### Data supplied
Issue #3225, opened 2026-07-23
Glamsterdam: cross-EIP interaction test coverage around the BAL accessed-boundary (7928 × 7981 / 7702 / gas repricing)


axiosdevs:
Follow-up to #3213 (per-EIP BAL edge cases), from a different angle: **cross-EIP interactions**. The BAL "accessed → included" set (EIP-7928) is *downstream of gas accounting*, so a Glamsterdam EIP that changes gas can shift BAL contents even when each EIP's own tests pass. Per-EIP suites don't exercise these combinations. Proposing a small interaction matrix — happy to write the EEST vectors. I've tried to be precise about where the interaction is direct vs. indirect.

### Interaction scenarios

1. **EIP-7981 (access-list data surcharge) × BAL inclusion — indirect, via remaining gas.**
   7981 adds a `64 * access_list_bytes` surcharge to *intrinsic* gas; it does **not** change per-access opcode costs. But raising intrinsic gas lowers the gas available for execution, which can trigger a runtime OOG *earlier* than pre-7981 — changing which addresses are actually accessed, and therefore the BAL.
   *Test:* identical tx + declared access list + total gas; pre- vs. post-7981 the tx halts at a different point → assert the BALs differ exactly by the addresses no longer reached. Bonus assertion: declared-but-untouched access-list entries are *paid for* under 7981 yet MUST NOT appear in the BAL.

2. **EIP-7702 delegate resolution under tight gas.**
   Delegate resolution adds an access (see #3213). Combined with reduced remaining gas (from 7981 or repricing), the delegate target can fail its access-cost check / OOG before being loaded → MUST NOT appear. Test the boundary where the same delegated call includes vs. excludes the delegate purely because of the gas change.

3. **Glamsterdam gas repricing × BAL SSTORE gates.**
   BAL slot inclusion and no-op-write classification are gated on `access_cost` and `gas_left > GAS_CALL_STIPEND` (7928). If any SSTORE/SLOAD-adjacent costs are repriced in the fork, these boundaries move. *Property test:* for a slot write sitting exactly at the stipend boundary, inclusion flips consistently with the new schedule (and the slot appears nowhere when the gate fails).

4. **BAL size bound × large deployments (conditional on EIP-7954 landing).**
[...]

Issue #3213, opened 2026-07-23
EIP-7928 BAL: edge-case test scenarios + a few spec-clarity questions (Amsterdam)


axiosdevs:
Offering this as a contribution toward Amsterdam BAL (EIP-7928) test coverage. I cross-checked each item against the current EIP-7928 text. Framed as (a) concrete edge-case scenarios worth covering and (b) a few spec-clarity questions — happy to turn any accepted ones into EEST test vectors. Apologies in advance for any overlap with the existing checklist (I couldn't load it at time of writing).

### Edge-case scenarios worth covering
- **CREATE/CREATE2 inclusion boundary** — address computed but creation fails *before* the address is accessed → address MUST NOT appear; vs. collision / nonce-increment / post-access OOG → included. (Spec: "…not on address computation alone, nor when creation fails before access.")
- **No-op write cumulative tracking** — an `SSTORE` whose value equals the pre-value *as of the current `block_access_index`* is classified as a read; a later no-op MUST NOT remove earlier `storage_changes` for the same slot. Multi-tx same-slot sequences.
- **EIP-7702** — the authority address is included (nonce + code) after a successful set/update/clear; the delegation *target* MUST NOT appear during set/modify, only once it is loaded as an execution target.
- **Revert keeps accesses** — accessed-but-reverted addresses appear with empty change lists; read slots still appear in `storage_reads`.
- **Canonical-form negative tests** — reject a correctly-executing block whose BAL is mis-sorted (address / slot / intra-slot `block_access_index`), contains a duplicate, or lists a key in both `storage_changes` and `storage_reads`.
- **Precompiles** — included when invoked; with value → `balance_change`; otherwise empty change lists (no code/nonce entries).

### Spec-clarity questions
1. **Reverted-tx "final" sender balance** — the spec records the *final* sender balance/nonce after each tx. For a tx that reverts *before* the recipient is loaded, is the sender's fee-paying `balance_change` still emitted at that tx's index? One explicit sentence would pin implementations.
2. **Phantom-read check cadence** — the gas-feasibility check is worded "SHOULD … e.g. every 8 transactions". Is the cadence meant to be normative for interop, or implementation-defined? Divergent cadences could let one client reject a BAL another accepts.
[...]

PR #3544, opened 2026-09-07
fix(test-fill, tests): split duplicated data-floor checklist ID and cover both arms

axiosdevs:
### Description

The transaction-type section of the EIP checklist template has two rows for the calldata floor vs intrinsic gas boundary — the invalid `tx.gas_limit == tx.intrinsic_gas_cost` arm and the valid `tx.gas_limit == data_floor_cost(len(tx.data))` arm — but both carry the same ID, `transaction_type/test/intrinsic_validity/data_floor_above_intrinsic_gas_cost`. It is the only duplicated ID in the template.

The checklist generator keys template items by ID (`TEMPLATE_ITEMS[item.id] = item`), so the second row collapses into the first and can never be marked as covered or not applicable. That is why `uv run checklist` on `forks/amsterdam` shows this one item open in the EIP-7976, 7981, 7778, 7708 and 7928 checklists even though every one of them marks `transaction_type` as not applicable, and why the marker `EIPChecklist.TransactionType.Test.IntrinsicValidity.DataFloorAboveIntrinsicGasCost` is unused repo-wide.

Changes:

- Template: give each arm its own ID, nested under the existing prefix (`.../data_floor_above_intrinsic_gas_cost/gas_limit_intrinsic` and `.../gas_limit_floor`) so existing `eip_checklist_not_applicable.txt` entries keep matching by prefix.
- `EIPChecklist`: mirror the split as `DataFloorAboveIntrinsicGasCost.GasLimitIntrinsic` / `.GasLimitFloor`; stubs regenerated with `uv run generate_checklist_stubs`.
- Generator: assert on a repeated ID while parsing the template; unit test `test_checklist_template_ids_are_unique` (fails on the previous template).
- EIP-7976: `test_floor_boundary_gas_limit.py` pins both arms — reject at `gas_limit == intrinsic` (floor above it) with `INTRINSIC_GAS_BELOW_FLOOR_GAS_COST`, accept at `gas_limit == floor` and assert the receipt bills the floor. The existing validity matrix only exercises `floor - 1`, not the intrinsic point itself. The 7976 not-applicable file is narrowed so the two new items are counted instead of conflicting.

Verification: checklist unit tests pass; `uv run fill tests/amsterdam/eip7976_increase_calldata_floor_cost/test_floor_boundary_gas_limit.py --fork Amsterdam` fills; deliberately mis-setting the expected receipt fails the fill with `cumulative_gas_used mismatch`; regenerated EIP-7976 checklist reports 12/12 with no conflicting items; `ruff`, `codespell` and `mypy` clean on the touched files.

### Related Issues or PRs
Follow-up to the coverage discussion in #3213 / #3225, this time driven by the checklist as suggested there.

### Checklist

### Cute Animal Picture

cat


spencer-tb:
Thanks for the write up but both new tests are already covered, and this feels to AI one shot vibe coded! Closing :)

### What the task asks
Would you return all of the data exactly as given?

### Expected answer
Issue #3225, opened 2026-07-23
Glamsterdam: cross-EIP interaction test coverage around the BAL accessed-boundary (7928 × 7981 / 7702 / gas repricing)


axiosdevs:
Follow-up to #3213 (per-EIP BAL edge cases), from a different angle: **cross-EIP interactions**. The BAL "accessed → included" set (EIP-7928) is *downstream of gas accounting*, so a Glamsterdam EIP that changes gas can shift BAL contents even when each EIP's own tests pass. Per-EIP suites don't exercise these combinations. Proposing a small interaction matrix — happy to write the EEST vectors. I've tried to be precise about where the interaction is direct vs. indirect.

### Interaction scenarios

1. **EIP-7981 (access-list data surcharge) × BAL inclusion — indirect, via remaining gas.**
   7981 adds a `64 * access_list_bytes` surcharge to *intrinsic* gas; it does **not** change per-access opcode costs. But raising intrinsic gas lowers the gas available for execution, which can trigger a runtime OOG *earlier* than pre-7981 — changing which addresses are actually accessed, and therefore the BAL.
   *Test:* identical tx + declared access list + total gas; pre- vs. post-7981 the tx halts at a different point → assert the BALs differ exactly by the addresses no longer reached. Bonus assertion: declared-but-untouched access-list entries are *paid for* under 7981 yet MUST NOT appear in the BAL.

2. **EIP-7702 delegate resolution under tight gas.**
   Delegate resolution adds an access (see #3213). Combined with reduced remaining gas (from 7981 or repricing), the delegate target can fail its access-cost check / OOG before being loaded → MUST NOT appear. Test the boundary where the same delegated call includes vs. excludes the delegate purely because of the gas change.

3. **Glamsterdam gas repricing × BAL SSTORE gates.**
   BAL slot inclusion and no-op-write classification are gated on `access_cost` and `gas_left > GAS_CALL_STIPEND` (7928). If any SSTORE/SLOAD-adjacent costs are repriced in the fork, these boundaries move. *Property test:* for a slot write sitting exactly at the stipend boundary, inclusion flips consistently with the new schedule (and the slot appears nowhere when the gate fails).

4. **BAL size bound × large deployments (conditional on EIP-7954 landing).**
[...]

Issue #3213, opened 2026-07-23
EIP-7928 BAL: edge-case test scenarios + a few spec-clarity questions (Amsterdam)


axiosdevs:
Offering this as a contribution toward Amsterdam BAL (EIP-7928) test coverage. I cross-checked each item against the current EIP-7928 text. Framed as (a) concrete edge-case scenarios worth covering and (b) a few spec-clarity questions — happy to turn any accepted ones into EEST test vectors. Apologies in advance for any overlap with the existing checklist (I couldn't load it at time of writing).

### Edge-case scenarios worth covering
- **CREATE/CREATE2 inclusion boundary** — address computed but creation fails *before* the address is accessed → address MUST NOT appear; vs. collision / nonce-increment / post-access OOG → included. (Spec: "…not on address computation alone, nor when creation fails before access.")
- **No-op write cumulative tracking** — an `SSTORE` whose value equals the pre-value *as of the current `block_access_index`* is classified as a read; a later no-op MUST NOT remove earlier `storage_changes` for the same slot. Multi-tx same-slot sequences.
- **EIP-7702** — the authority address is included (nonce + code) after a successful set/update/clear; the delegation *target* MUST NOT appear during set/modify, only once it is loaded as an execution target.
- **Revert keeps accesses** — accessed-but-reverted addresses appear with empty change lists; read slots still appear in `storage_reads`.
- **Canonical-form negative tests** — reject a correctly-executing block whose BAL is mis-sorted (address / slot / intra-slot `block_access_index`), contains a duplicate, or lists a key in both `storage_changes` and `storage_reads`.
- **Precompiles** — included when invoked; with value → `balance_change`; otherwise empty change lists (no code/nonce entries).

### Spec-clarity questions
1. **Reverted-tx "final" sender balance** — the spec records the *final* sender balance/nonce after each tx. For a tx that reverts *before* the recipient is loaded, is the sender's fee-paying `balance_change` still emitted at that tx's index? One explicit sentence would pin implementations.
2. **Phantom-read check cadence** — the gas-feasibility check is worded "SHOULD … e.g. every 8 transactions". Is the cadence meant to be normative for interop, or implementation-defined? Divergent cadences could let one client reject a BAL another accepts.
[...]

PR #3544, opened 2026-09-07
fix(test-fill, tests): split duplicated data-floor checklist ID and cover both arms

axiosdevs:
### Description

The transaction-type section of the EIP checklist template has two rows for the calldata floor vs intrinsic gas boundary — the invalid `tx.gas_limit == tx.intrinsic_gas_cost` arm and the valid `tx.gas_limit == data_floor_cost(len(tx.data))` arm — but both carry the same ID, `transaction_type/test/intrinsic_validity/data_floor_above_intrinsic_gas_cost`. It is the only duplicated ID in the template.

The checklist generator keys template items by ID (`TEMPLATE_ITEMS[item.id] = item`), so the second row collapses into the first and can never be marked as covered or not applicable. That is why `uv run checklist` on `forks/amsterdam` shows this one item open in the EIP-7976, 7981, 7778, 7708 and 7928 checklists even though every one of them marks `transaction_type` as not applicable, and why the marker `EIPChecklist.TransactionType.Test.IntrinsicValidity.DataFloorAboveIntrinsicGasCost` is unused repo-wide.

Changes:

- Template: give each arm its own ID, nested under the existing prefix (`.../data_floor_above_intrinsic_gas_cost/gas_limit_intrinsic` and `.../gas_limit_floor`) so existing `eip_checklist_not_applicable.txt` entries keep matching by prefix.
- `EIPChecklist`: mirror the split as `DataFloorAboveIntrinsicGasCost.GasLimitIntrinsic` / `.GasLimitFloor`; stubs regenerated with `uv run generate_checklist_stubs`.
- Generator: assert on a repeated ID while parsing the template; unit test `test_checklist_template_ids_are_unique` (fails on the previous template).
- EIP-7976: `test_floor_boundary_gas_limit.py` pins both arms — reject at `gas_limit == intrinsic` (floor above it) with `INTRINSIC_GAS_BELOW_FLOOR_GAS_COST`, accept at `gas_limit == floor` and assert the receipt bills the floor. The existing validity matrix only exercises `floor - 1`, not the intrinsic point itself. The 7976 not-applicable file is narrowed so the two new items are counted instead of conflicting.

Verification: checklist unit tests pass; `uv run fill tests/amsterdam/eip7976_increase_calldata_floor_cost/test_floor_boundary_gas_limit.py --fork Amsterdam` fills; deliberately mis-setting the expected receipt fails the fill with `cumulative_gas_used mismatch`; regenerated EIP-7976 checklist reports 12/12 with no conflicting items; `ruff`, `codespell` and `mypy` clean on the touched files.

### Related Issues or PRs
Follow-up to the coverage discussion in #3213 / #3225, this time driven by the checklist as suggested there.

### Checklist

### Cute Animal Picture

cat


spencer-tb:
Thanks for the write up but both new tests are already covered, and this feels to AI one shot vibe coded! Closing :)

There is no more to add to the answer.